The other major hurdle for the DC as a viable platform is the lack of either high speed or low cost networking. While the Broadband Adapter (10/100Base-TX ethernet, also called the BBA) exists, it costs $80-120 assuming that you can find a source. Clearly, this would negate the price/perf of the platform. The serial alternative isn’t bad, but deployed as a star network, the price for <4 serial ports on the server is likely to be quite prohibitive.
Doing something custom with the serial port might be feasible. For example, turining it into a unidirectional token ring with one agent acting as the router might be a viable low-cost low-speed solution. But doing so, might also put undue additional load on the CPUs since the serial port is directly connected to the SH4, and a store and forward mechanism would need to be used for moving data around the ring.
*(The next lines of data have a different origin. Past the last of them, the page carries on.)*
PR #2194, opened 2018-03-11
Upgrade to Font Awesome 5

### LINKED ISSUE #1823: Upgrade to Font Awesome 5
Font Awesome 5 was released a few days ago, and is really good.
Some icons we use have been redesigned and look much slicker, for example https://fontawesome.com/icons/users?style=solid vs. http://fontawesome.io/icon/users/. Really good stuff.

The transition is not painless though. I [tried it a couple days ago](https://github.com/thelounge/lounge/commit/4118911aa1bd0f6a49e911adb12d336d0012b6a8) and did not complete. If someone wants to give it a shot, you're welcome to do so :)

It would be really cool if we could land this for v3!

xPaw:
Closes #1823

### DIFF
--- a/client/css/style.css
+++ b/client/css/style.css
@@ -283,7 +283,7 @@ kbd {
 #chat .lobby .title::before { content: "\f233"; /* https://fontawesome.com/icons/server?style=solid */ }
 
 #sidebar .not-secure-icon::before {
-	content: "\f09c"; /* https://fontawesome.com/v4.7.0/icon/unlock/ */
+	content: "\f071"; /* https://fontawesome.com/icons/exclamation-triangle?style=solid */
 }
 
 #sidebar .not-connected-icon::before {
--- a/client/css/style.css
+++ b/client/css/style.css
@@ -1,10 +1,11 @@
 @font-face {
+	/* We use free solid icons - https://fontawesome.com/icons?s=solid&m=free */
 	font-family: "FontAwesome";
 	font-weight: normal;
 	font-style: normal;
 	src:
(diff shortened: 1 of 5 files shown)


xPaw:
@astorije I've replaced `-o` icons with solid ones.

astorije:
Good call. I personally think that almost all `regular` and `light` versions are better than any `solid` version, but the former has way less free icons, and the latter has none, so solid it is.

I have replaced the ugly-looking (personal, of course) unlock icon with warning, what do you think? I think it's reasonable now that we have a tooltip.

Also their globe icon is just horrible, but I looked and there is nothing equivalent to the previous one...

astorije:
> What about https://fontawesome.com/icons/shield-alt?style=solid

I am using this one (and going to use it more) for admin-only stuff, so that wouldn't work, see https://github.com/thelounge/thelounge/pull/1950#issue-161558582.

xPaw:
> I am using this one (and going to use it more) for admin-only stuff, so that wouldn't work

Hm. Exclamation triangle is pretty aggressive, what about just https://fontawesome.com/icons/exclamation?style=solid

astorije:
I personally prefer the triangle one because it's more in line with what you would expect for a warning (it is a warning, really), looks a bit better and self-explanatory than "!" (which could be a notification, etc.), and also slightly easier to hover.

That said, if you feel strongly, I'll go with it 🤷‍♂️ 

`exclamation-triangle` | `exclamation`
--- | ---
screen shot 2018-03-11 at 15 51 04 | screen shot 2018-03-11 at 15 50 30

xPaw:
@astorije That's fair, let's keep it.

PR #2195, opened 2018-03-11
Save collapsed state to localstorage

### LINKED ISSUE #2184: Store server collapsed state across refreshes

McInkay:
Fixes #2184

### DIFF
--- a/client/js/render.js
+++ b/client/js/render.js
@@ -11,6 +11,7 @@ const condensed = require("./condensed");
 const JoinChannel = require("./join-channel");
 const helpers_parse = require("./libs/handlebars/parse");
 const Userlist = require("./userlist");
+const storage = require("./localStorage");
 
 const chat = $("#chat");
 const sidebar = $("#sidebar");
@@ -195,12 +196,18 @@ function renderChannelUsers(data) {
 }
 
 function renderNetworks(data, singleNetwork) {
+	const collapsed = new Set(JSON.parse(storage.get("thelounge.networks.collapsed")));
+
 	sidebar.find(".empty").hide();
 	sidebar.find(".networks").append(
 		templates.network({
 			networks: data.networks,
 		})
 	);
+
+	collapsed.forEach((key) => {
+		collapseNetwork($(`.network[data-uuid="${key}"] button.collapse-network`));
+	});
 
 	// Add keyboard handlers to the "Join a channel…" form inputs/button
 	JoinChannel.handleKeybinds();
@@ -305,8 +312,12 @@ function loadMoreHistory(entries) {
 	});
 }
 
-sidebar.on("click", ".collapse-network", (e) => {
-	const collapseButton = $(e.target);
+sidebar.on("click", "button.collapse-network", (e) => collapseNetwork($(e.target)));
+
+function collapseNetwork(target) {
+	const collapseButton = target.closest(".collapse-network");
+	const networks = new Set(JSON.parse(storage.get("thelounge.networks.collapsed")));
+	const networkuuid = collapseButton.closest(".network").data("uuid");
 
 	if (collapseButton.closest(".network").find(".active").length > 0) {
 		collapseButton.closest(".lobby").click();
@@ -317,10 +328,13 @@ sidebar.on("click", ".collapse-network", (e) => {
 	if (collapseButton.attr("aria-expanded") === "true") {
 		collapseButton.attr("aria-expanded", false);
 		collapseButton.attr("aria-label", "Expand");
+		networks.add(networkuuid);
 	} else {
 		collapseButton.attr("aria-expanded", true);
 		collapseButton.attr("aria-label", "Collapse");
+		networks.delete(networkuuid);
 	}
 
+	storage.set("thelounge.networks.collapsed", JSON.stringify([...networks]));
 	return false;
-});
+}
--- a/client/views/network.tpl
+++ b/client/views/network.tpl
@@ -3,6 +3,7 @@
 	id="network-{{id}}"
 	class="network name-{{slugify name}} {{#if serverOptions.NETWORK}}network-{{slugify serverOptions.NETWORK}}{{/if}} {{#unless status.connected}}not-connected{{/unless}} {{#unless status.secure}}not-secure{{/unless}}"
 	data-id="{{id}}"
+	data-uuid="{{uuid}}"
 	data-nick="{{nick}}"
 	data-options="{{tojson serverOptions}}"
 	role="region"


client/js/render.js
```diff
@@ -195,13 +196,19 @@ function renderChannelUsers(data) {
 }
 
 function renderNetworks(data, singleNetwork) {
+	const networks = JSON.parse(storage.get("networks")) || {};
+	data.networks.forEach((network) => networks[network.uuid] = networks[network.uuid] || {collapsed: false, uuid: network.uuid});
```
xPaw: Change it to store just collapsed UUIDs instead of all of them, then you won't need to do defaults here.

client/js/render.js
```diff
@@ -195,13 +196,19 @@ function renderChannelUsers(data) {
...
+	storage.set("networks", JSON.stringify(networks));
+
 	sidebar.find(".empty").hide();
 	sidebar.find(".networks").append(
 		templates.network({
 			networks: data.networks,
 		})
 	);
 
+	Object.keys(networks).forEach((key) => networks[key] && networks[key].collapsed && collapseNetwork($(`[data-uuid=${key}] button.collapse-network`)));
```
xPaw: Make this multi line please.

Also add `.network` to the selector.

xPaw:
I suspect that networks become uncollapsed on master when websocket reconnects, so this should fix that.

client/js/render.js
McInkay: Fixed

client/js/render.js
McInkay: Fixed

client/js/render.js
```diff
@@ -305,18 +315,24 @@ function loadMoreHistory(entries) {
...
 	collapseButton.closest(".network").toggleClass("collapsed");
 
 	if (collapseButton.attr("aria-expanded") === "true") {
 		collapseButton.attr("aria-expanded", false);
 		collapseButton.attr("aria-label", "Expand");
+		networks[networkuuid] = true;
 	} else {
 		collapseButton.attr("aria-expanded", true);
 		collapseButton.attr("aria-label", "Collapse");
+		networks[networkuuid] = false;
```
xPaw: `delete networks[networkuuid]` instead?

McInkay: I thought about that. But logically, does this make more sense to devs looking?

xPaw: I believe so. You're storing a map of only collapsed networks, not all of their states.

McInkay: No I get that, but my point wsas that `networks[networkuuid] = false` is more obvious what is happening than `delete networks[networkuuid]` I thought, but sure.

client/js/render.js
```diff
@@ -305,18 +315,24 @@ function loadMoreHistory(entries) {
...
 }
 
-sidebar.on("click", ".collapse-network", (e) => {
-	const collapseButton = $(e.target);
+sidebar.on("click", "button.collapse-network", (e) => collapseNetwork($(e.target)));
 
+function collapseNetwork(target) {
+	const collapseButton = target.closest(".collapse-network");
+	const networks = JSON.parse(storage.get("thelounge.networks.collapsed")) || {};
+	const networkuuid = collapseButton.closest(".network").attr("data-uuid");
```
xPaw: `.data("uuid")`?

McInkay: `.data` doesn't refer to the `data-` attributes, does it? I thought it was completely separate to that.

xPaw: It fallbacks to `data-` if `.data()` wasn't changed before (in which case it uses internal cache).

McInkay: Huh, well, I did not know that. Alright, I shall change that up.

client/js/render.js
```diff
@@ -195,13 +196,22 @@ function renderChannelUsers(data) {
...
 	sidebar.find(".networks").append(
 		templates.network({
 			networks: data.networks,
 		})
 	);
 
+	Object.keys(collapsed)
+		.forEach((key) => {
+			if (collapsed[key]) {
+				collapseNetwork($(`.network[data-uuid=${key}] button.collapse-network`));
```
xPaw: Add quotes around `${key}`, missed that before.

client/js/render.js
```diff
@@ -305,18 +315,24 @@ function loadMoreHistory(entries) {
 	});
 }
 
-sidebar.on("click", ".collapse-network", (e) => {
-	const collapseButton = $(e.target);
+sidebar.on("click", "button.collapse-network", (e) => collapseNetwork($(e.target)));
```
astorije: I'd remove `button` from this selector as well.

client/js/render.js
```diff
@@ -305,18 +315,24 @@ function loadMoreHistory(entries) {
...
+function collapseNetwork(target) {
+	const collapseButton = target.closest(".collapse-network");
+	const networks = JSON.parse(storage.get("thelounge.networks.collapsed")) || {};
+	const networkuuid = collapseButton.closest(".network").data("uuid");
 	collapseButton.closest(".network").toggleClass("collapsed");
 
 	if (collapseButton.attr("aria-expanded") === "true") {
 		collapseButton.attr("aria-expanded", false);
 		collapseButton.attr("aria-label", "Expand");
+		networks[networkuuid] = true;
```
astorije: What about using a JS `Set` instead?

- In local storage, it would be stored as an array. When loading from the array, use `new Set(array)`. When writing in local storage, use `JSON.stringify([...set])` or `JSON.stringify(Array.from(set))`
- `if (collapsed[key])` becomes `if (collapsed.has(key))`
- `networks[networkuuid] = true` becomes `networks.add(networkuuid)`
- `Object.keys(collapsed).forEach((key)` becomes `collapsed.forEach((key)`

In terms of performance, users with 10k networks might notice a lag of 15ms 😁

client/js/render.js
McInkay: I feel better having it in because we can never be too specific with these things and it's not like it makes it less efficient, but could stop bugs happening in the future.

client/js/render.js
McInkay: > Add quotes around ${key}

Sure. Weight that it worked, I guess it's just being more accepting of stuff

> And button is probably unnecessary in the selector.

Same to what I said to @astorije ... I'd rather keep it in, tbh.

client/js/render.js
McInkay: Sure

McInkay: Euch, I just realised this'll definitely increase complexity. It goes from O(1) to O(n). I know you don't think that's a big issue, but ... just pointing it out.

astorije: Which part? Isn't JS `Set.has` O(1)?
Also in terms of performance, it's a mixed bag because `collapsed.forEach` is going to go be faster than `Object.keys(collapsed).forEach`, but realistically, in this context, O(n) approximates to O(1) (unlikely someone will have more than... 15 networks, I'd say?)

xPaw: It seems like a lot of unnecessary shuffling to add `Set` here. If these were natively stored in JSON then this would be great, but in this instance just a plain object works fine.

astorije: Plain array would work fine yeah. `Set` is not that bad though, one serialization + one deserialization 🤷‍♂️
But this would be more justified if duplicates was a concern. In the current implementation, it's not.

McInkay: > Which part? Isn't JS Set.has O(1)?

It depends on the implementation, which I can't be bothered finding, but I assume it has to iterate over all the elements in the set to find it if it's in, which would be O(n).

> Also in terms of performance, it's a mixed bag because collapsed.forEach is going to go be faster than Object.keys(collapsed).forEach, 

True, but this happens once every load, whereas checking .has each time we collapse/expand is a lot more.

> but realistically, in this context, O(n) approximates to O(1) (unlikely someone will have more than... 15 networks, I'd say?)

That's not how it works :-P 

You can say that going to O(n) doesn't impact performance too much, sure, but ... it doesn't "approximate to O(1)" by definition, it is much worse :-P 

I don't really care, as you mentioned, it's not like the performance hit is going to be big, and I don't really care.

The code for Set seems a bit more straightforward.

astorije: > That's not how it works :-P

Psssh, [you had to be that guy](https://xkcd.com/386/) :)
I stand by it though. You're saying this statement is wrong, and I'm saying notion of complexity and big-O notation, _in this context_ does not even apply, considering the input size.

Anywayyyy, bikeshedding aside, it looks good! I didn't realize that `Set`s were not always O(1) (TIL: spec apparently requires < O(n), so implementations can be either O(1) or O(log(n))!), and in our input size, plain arrays would do just just fine, up to you.

McInkay:
> Feel free to use plain arrays per @xPaw's suggestion

I'll do it only if @xPaw requires it :-P 

I'm not strongly feeling either way, but I don't care enough to do anything about it. I think using a Set is slightly more logical in terms of how it reads, but don't care either way.

McInkay:
Alright, @astorije said to merge when conflicts sorted. So merging.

Yet another option might be to build some low-cost hardware to interface with the controler ports Maple-bus, a 2Mb/s bus. While the hardware would be fairly simple, it would represent a non-trival hardware and software investment to deploy on a per-port basis.
Of course one could leave them completely disconnected from any network using something like the work-over-email system used by distributed.net. As long as the work package description and the returned values are sufficiently small (128K), you could put the binaries onto CD-R, and provide the work orders on VMUs (the removeable memory units for DC). Unfortunately this would likely be a very manual task to physically move the VMUs around, and also cause the DCs to take up extra space due to the need for controllers to be attached to the machines.
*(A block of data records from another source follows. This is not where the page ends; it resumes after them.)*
PR #2197, opened 2018-03-11
Add support for /ignore, /unignore and /ignorelist commands

RockyTV:

### DIFF
--- a/src/client.js
+++ b/src/client.js
@@ -48,6 +48,7 @@ const inputs = [
 	"away",
 	"connect",
 	"disconnect",
+	"ignore",
 	"invite",
 	"kick",
 	"mode",
--- a/src/helper.js
+++ b/src/helper.js
@@ -33,6 +33,8 @@ const Helper = {
 	ip2hex,
 	mergeConfig,
 	getDefaultNick,
+	parseHostmask,
+	compareHostmask,
 
 	password: {
 		hash: passwordHash,
@@ -225,4 +227,44 @@ function mergeConfig(oldConfig, newConfig) {
 			return srcValue;
 		}
 	});
+}
+
+function parseHostmask(hostmask) {
+	let nick = "";
+	let ident = "*";
+	let hostname = "*";
+	let parts = [];
+
+	// Parse hostname first, then parse the rest
+	parts = hostmask.split("@");
+
+	if (parts.length >= 2) {
+		hostname = parts[1] || "*";
+		hostmask = parts[0];
+	}
+
+	hostname = hostname.toLowerCase();
+
+	parts = hostmask.split("!");
+
+	if (parts.length >= 2) {
+		ident = parts[1] || "*";
+		hostmask = parts[0];
+	}
+
+	ident = ident.toLowerCase();
+
+	nick = hostmask.toLowerCase() || "*";
+
+	const result = {
+		nick: nick,
+		ident: ident,
+		hostname: hostname,
+	};
+
+	return result;
+}
+
+function compareHostmask(a, b) {
+	return (a.nick.toLowerCase() === b.nick.toLowerCase() || a.nick === "*") && (a.ident.toLowerCase() === b.ident.toLowerCase() || a.ident === "*") && (a.hostname.toLowerCase() === b.hostname.toLowerCase() || a.hostname === "*");
 }
--- a/src/models/network.js
+++ b/src/models/network.js
@@ -18,6 +18,7 @@ const filteredFromClient = {
 	highlightRegex: true,
 	irc: true,
 	password: true,
+	ignoreList: true,
 };
 
 function Network(attr) {
@@ -41,6 +42,7 @@ function Network(attr) {
 			NETWORK: "",
 		},
 		chanCache: [],
+		ignoreList: [],
 	});
 
 	if (!this.uuid) {
@@ -325,6 +327,7 @@ Network.prototype.export = function() {
 		"commands",
 		"ip",
 		"hostname",
+		"ignoreList",
 	]);
 
 	network.channels = this.channels
--- a/src/plugins/inputs/ignore.js
+++ b/src/plugins/inputs/ignore.js
@@ -1,0 +1,120 @@
+"use strict";
+
+const Chan = require("../../models/chan");
+const Msg = require("../../models/msg");
+const Helper = require("../../helper");
+
+exports.commands = [
+	"ignore",
+	"unignore",
+	"ignorelist",
+];
+
+exports.input = function(network, chan, cmd, args) {
+	const client = this;
+	let target;
+	let hostmask;
+
+	if (cmd !== "ignorelist" && (args.length === 0 || args[0].trim().length === 0)) {
+		chan.pushMessage(client, new Msg({
+			type: Msg.Type.ERROR,
+			text: `Usage: /${cmd} <nick>[!ident][@host]`,
+		}));
+
+		return;
+	}
+
+	if (cmd !== "ignorelist") {
+		// Trim to remove any spaces from the hostmask
+		target = args[0].trim();
+		hostmask = Helper.parseHostmask(target);
+	}
+
+	switch (cmd) {
+	case "ignore": {
+		// IRC nicks are case insensitive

- On the plus side, the previous solution requires very little hardware, and most of the software exists. The bulk of the controler code for the Maple bus is in place, and the protocol for communicating with a VMU is very well documented. Also, a homebrew connector for programming a VMU from a PC is also available:
- http://www.maushammer.com/vmu.html
Now the other possible usage model that I was thinking of for my DC was that of a media player, preferably both .mp3 audio files and .mp2 or .mp4 video files. Clearly there’s plenty of cpu power to decompress audio files, and while video might be a bit of a streach, it seems plausable, since people have gotten video running on StrongArm 204Mhz chips. But here again the issue of delivering data to the machine is a severe problem. Even with the serial port running at 114Kbs, it just isn’t enough to play the .mp3 audio files stored on my fileserver, which are all 128Kbs or higher.
- As I mentioned before the BBA might be an option, but for the price of just the adapter, I can almost buy a Rio Receiver:
- http://www.riohome.com/HomeAudio.htm So unless I can come up with a cheap BBA or figure out how to get my Linux server to run RS-232 a < 114Kbps, it seems to be a dead end again since I’ve got way too many .mp3s to fit on a single CD-R, or even a reasonable number of CD-Rs.